In tutto questo gran lavorio brilla, almeno per ora, l'assenza dell'Italia, anche se sarebbe ingeneroso accusare le imprese italiane di immobilismo nel momento in cui, a cominciare dal mondo bancario, a fatica stanno cercando di recuperare il terreno perduto. Le fusioni bancarie, volte alla realizzazione di una dimensione sufficiente per recitare un ruolo importante nel mercato al dettaglio, con creazione di "valore" anziché difesa di "prestigio", hanno però ancora molta strada da percorrere, soprattutto sul terreno della razionalizzazione del personale. Del resto, le vecchie logiche dell'intreccio tra "poteri forti" condizionano ancora le sorti della Comit alla necessità di proteggere la cassaforte di Mediobanca. Una logica analoga, oltre tutto, sembra dominare l'avvio della grande partita elettrica, con Edison e Sondel, entrambi in orbita Mediobanca, impegnati in una politica di piccole acquisizioni e grandi intese che pare rivolta all'obiettivo di sbarrare le porte d'Italia ad eventuali ingressi stranieri.
Dalle poche grandi multinazionali italiane sono giunte soprattutto assicurazioni della volontà di continuare a recitare un pur modesto ruolo "globale". Per la Fiat questo ruolo è particolarmente pesante, a causa del verificarsi contemporaneo di situazioni politicamente difficili in Turchia ed economicamente difficili in Brasile, in un orizzonte dominato dalla fusione Daimler-Chrysler che cambia radicalmente il panorama dell'auto. La società torinese sembra reagire in stile americano: massima apertura e valorizzazione di prodotti e tecnologie. Per ora con un acquisto (la divisione alluminio della Peugeot rafforza un vantaggio competitivo globale) e forse in futuro con qualche cessione.
L'ondata di fusioni si è verificata quando all'Eni si concretava il cambiamento di presidenza. I nuovi vertici si sono affannati a dichiarare di essere pronti a fare acquisizioni, ma si sconta qui la debolezza italiana nel campo della politica internazionale. C'è chi dice che nel caso Oçalan l'ostilità manifestata dalla Turchia nei confronti dell'Italia dipenda in gran parte dalla posizione dominante che l'Eni ha assunto nello sviluppo di campi petroliferi e metaniferi nel Caucaso, il cui prodotto sarà esportato mediante oleodotti e gasdotti che bypassano la Turchia.
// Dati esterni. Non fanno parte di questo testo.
PR #15836, opened 2024-12-03
feat: add T2 device health check support

cyw233:
### Description of PR

Add T2 device health check support. **The health check functionality on T2 will still be skipped/disabled by default after this PR**. We will enable it after completing the T2 device auto recovery.

Summary:
Fixes # (issue) Microsoft ADO 30293537

### Type of change

- [ ] Bug fix

### Back port request
- [ ] 202012
- [ ] 202205
- [ ] 202305
- [ ] 202311
- [ ] 202405

We wanted to support T2 device health check, like what we have for T0 and T1.

### DIFF
--- a/.azure-pipelines/testbed_health_check.py
+++ b/.azure-pipelines/testbed_health_check.py
@@ -86,6 +86,8 @@ class TestbedHealthChecker:
 
         self.localhost = None
         self.sonichosts = None
+        self.duts_basic_facts = None
+        self.is_multi_asic = False
 
         self.inventory = inventory
         self.testbed_name = testbed_name
@@ -110,6 +112,10 @@ class TestbedHealthChecker:
         )
         if not self.sonichosts:
             raise HostInitFailed("sonichosts is None. Please check testbed name/file/inventory.")
+
+        self.duts_basic_facts = self.sonichosts.dut_basic_facts()
+        self.is_multi_asic = self.duts_basic_facts[self.sonichosts[0].hostname][
+            "ansible_facts"]["dut_basic_facts"]["is_multi_asic"]
 
         logger.info("======================= init_hosts ends =======================")
 
@@ -208,6 +214,7 @@ class TestbedHealthChecker:
         if len(ipv4_not_exists_hosts) > 0:
             raise HostsUnreachable(self.check_result.errmsg)
 
+        # TODO: Refactor the following code to specify a "leader" T2 Testbed and skip the check on "followers"
         # Retrieve the basic facts of the DUTs
         duts_basic_facts = self.sonichosts.dut_basic_facts()
 
@@ -303,6 +310,10 @@ class TestbedHealthChecker:
         logger.info("======================= check_bgp_session_state starts =======================")
 
         for sonichost in self.sonichosts:
+            if (self.is_multi_asic and
+                    self.duts_basic_facts[sonichost.hostname]["ansible_facts"]["dut_basic_facts"]["is_supervisor"]):
+                logger.info("Skip check_bgp_session_state on Supervisor.")
+                continue
 
             hostname = sonichost.hostname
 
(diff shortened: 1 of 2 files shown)


.azure-pipelines/testbed_health_check.py
```diff
@@ -303,22 +310,40 @@ def check_bgp_session_state(self, state="established"):
         logger.info("======================= check_bgp_session_state starts =======================")
 
         for sonichost in self.sonichosts:
+            if (self.is_multi_asic and
+                    self.duts_basic_facts[sonichost.hostname]["ansible_facts"]["dut_basic_facts"]["is_supervisor"]):
+                logger.info("Skip check_bgp_session_state on Supervisor.")
+                continue
```
cyw233, line 316: BGP check should be skipped on Supervisor if T2 as there's no BGP on Supervisor.

.azure-pipelines/testbed_health_check.py
```diff
@@ -349,36 +374,74 @@ def check_interface_status_of_up_ports(self):
         logger.info("======================= check_interface_status_of_up_ports starts =======================")
 
         for sonichost in self.sonichosts:
+            if (self.is_multi_asic and
+                    self.duts_basic_facts[sonichost.hostname]["ansible_facts"]["dut_basic_facts"]["is_supervisor"]):
+                logger.info("Skip check_interface_status_of_up_ports on Supervisor.")
+                continue
```
cyw233, line 380: Can confirm that interface check is also skipped on Supervisor in sanity check (code [link](https://github.com/sonic-net/sonic-mgmt/blob/d299786c3220bf6103934e297a7827f189c0c755/tests/common/plugins/sanity_check/checks.py#L94))

.azure-pipelines/testbed_health_check.py
```diff
@@ -208,6 +214,7 @@ def pre_check(self):
         if len(ipv4_not_exists_hosts) > 0:
             raise HostsUnreachable(self.check_result.errmsg)
 
+        # TODO: Refactor the following code to specify a "leader" T2 Testbed and skip the check on "followers"
         # Retrieve the basic facts of the DUTs
         duts_basic_facts = self.sonichosts.dut_basic_facts()
```
lerry-lee, line 219: Can directly use `self.duts_basic_facts` because it was initialized in `def init_hosts(self):`

.azure-pipelines/testbed_health_check.py
```diff
@@ -111,6 +113,10 @@ def init_hosts(self):
         if not self.sonichosts:
             raise HostInitFailed("sonichosts is None. Please check testbed name/file/inventory.")
 
+        self.duts_basic_facts = self.sonichosts.dut_basic_facts()
+        self.is_multi_asic = self.duts_basic_facts[self.sonichosts[0].hostname][
+            "ansible_facts"]["dut_basic_facts"]["is_multi_asic"]
+
```
lerry-lee, line 119: If we already defined `is_multi_asic`, we can enhance the code to skip multi-asic check at the end of pre-check:
```
        # Retrieve the basic facts of the DUTs
        duts_basic_facts = self.sonichosts.dut_basic_facts()

        for dut_name, single_dut_basic_facts in duts_basic_facts.items():

            # Get the basic facts of one DUT
            dut_basic_facts = single_dut_basic_facts["ansible_facts"]["dut_basic_facts"]

            # todo: Skip multi_asic check on multi_asic dut now because currently not support get asic object
            if dut_basic_facts["is_multi_asic"]:
                errmsg = "Not support to perform checks on multi-asic DUT now."
                logger.info(errmsg)

                raise SkipCurrentTestbed(errmsg)
```

.azure-pipelines/testbed_health_check.py
```diff
@@ -303,22 +310,40 @@ def check_bgp_session_state(self, state="established"):
...
-                    neigh_not_ok.append(f"{k}, {v['state']}")
+            if self.is_multi_asic:
+                for instance_id in bgp_facts:
+                    for k, v in list(bgp_facts[instance_id]['bgp_neighbors'].items()):
+                        if v['state'] != state:
+                            neigh_not_ok.append(f"{k}, {v['state']}")
+            else:
+                for k, v in list(bgp_facts['bgp_neighbors'].items()):
+                    if v['state'] != state:
+                        neigh_not_ok.append(f"{k}, {v['state']}")
```
xwjiang-ms, line 346: The code looks like duplicate, can we use bgp_facts = {} for both single asic and multi-asic?

.azure-pipelines/testbed_health_check.py
```diff
@@ -303,22 +310,40 @@ def check_bgp_session_state(self, state="established"):
         logger.info("======================= check_bgp_session_state starts =======================")
 
         for sonichost in self.sonichosts:
+            if (self.is_multi_asic and
+                    self.duts_basic_facts[sonichost.hostname]["ansible_facts"]["dut_basic_facts"]["is_supervisor"]):
```
xwjiang-ms, line 314: Do we have multi-asic T1 in our lab? If we have, ["is_supervisor"] may report error

cyw233: Yes, good catch! We should also consider the multi-asic T1 scenario.

Directly using ["is_supervisor"] will actually **not** report any error because we are giving a default value of `False` in `dut_basic_facts.py` [here](https://github.com/sonic-net/sonic-mgmt/blob/master/ansible/library/dut_basic_facts.py#L46). However, we should still separate T2 chassis and multi-asic T1 because, for example, multi-asic T1 does not have the `multi_asic.get_asic_presence_list()` method as it does not have the "logical" concept like T2 chassis. Besides, there might be more features adding to T2 chassis and multi-asic T1 in the future, which might make them more different between each other.

Therefore, I added a `is_chassis` property in `dut_basic_facts.py` so we can treat them separately whenever needed. I have verified this change on single-asic Testbed, mutli-asic T1 Testbed & T2 chassis, and I can confirm it's working on all of them. (After this PR, health checks on multi-asic Testbeds will still be disabled/skipped)

xwjiang-ms (approved):
LGTM

lerry-lee (approved):
LGTM

yejianquan (approved):
LGTM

La Telecom, poi, è società ancora immersa nella cultura pubblica, costretta ad affrontare una rovente competizione privata, a cominciare dai telefoni cellulari, dove è fortissimo il dinamismo di Omnitel: si trova anche a dover affrontare, con evidente fastidio, scelte fondamentali nel settore delle reti televisive.
Le imprese italiane scontano il ritardo complessivo del Paese e l'ottimismo artificiale che si respira dal giorno dell'ingresso nell'euro. Sono ancora largamente carenti un sistema finanziario e un sistema di corporate governance veramente moderni, nonché una reale sensibilità politica e sindacale alle regole dell'economia globale. Occorre rendersi conto che, in un'epoca di mercati finanziari aperti, è relativamente poco importante stabilire se la maggioranza di un'impresa sia tedesca o americana o italiana. Conta, dal punto di vista della nazionalità, stabilire a quali regole di governance o a quale autorità politica un'impresa intenda sottoporsi. Ed è per questo che certi sindacalisti e manager italiani sono accomunati dal più intransigente nazionalismo societario: entrambi temono di perdere i privilegi derivanti da regole che li avvantaggiano. Ciò non basta a bloccare l'inserimento dell'Italia nell'economia globale, ma ne limita la possibilità di recitare un ruolo attivo.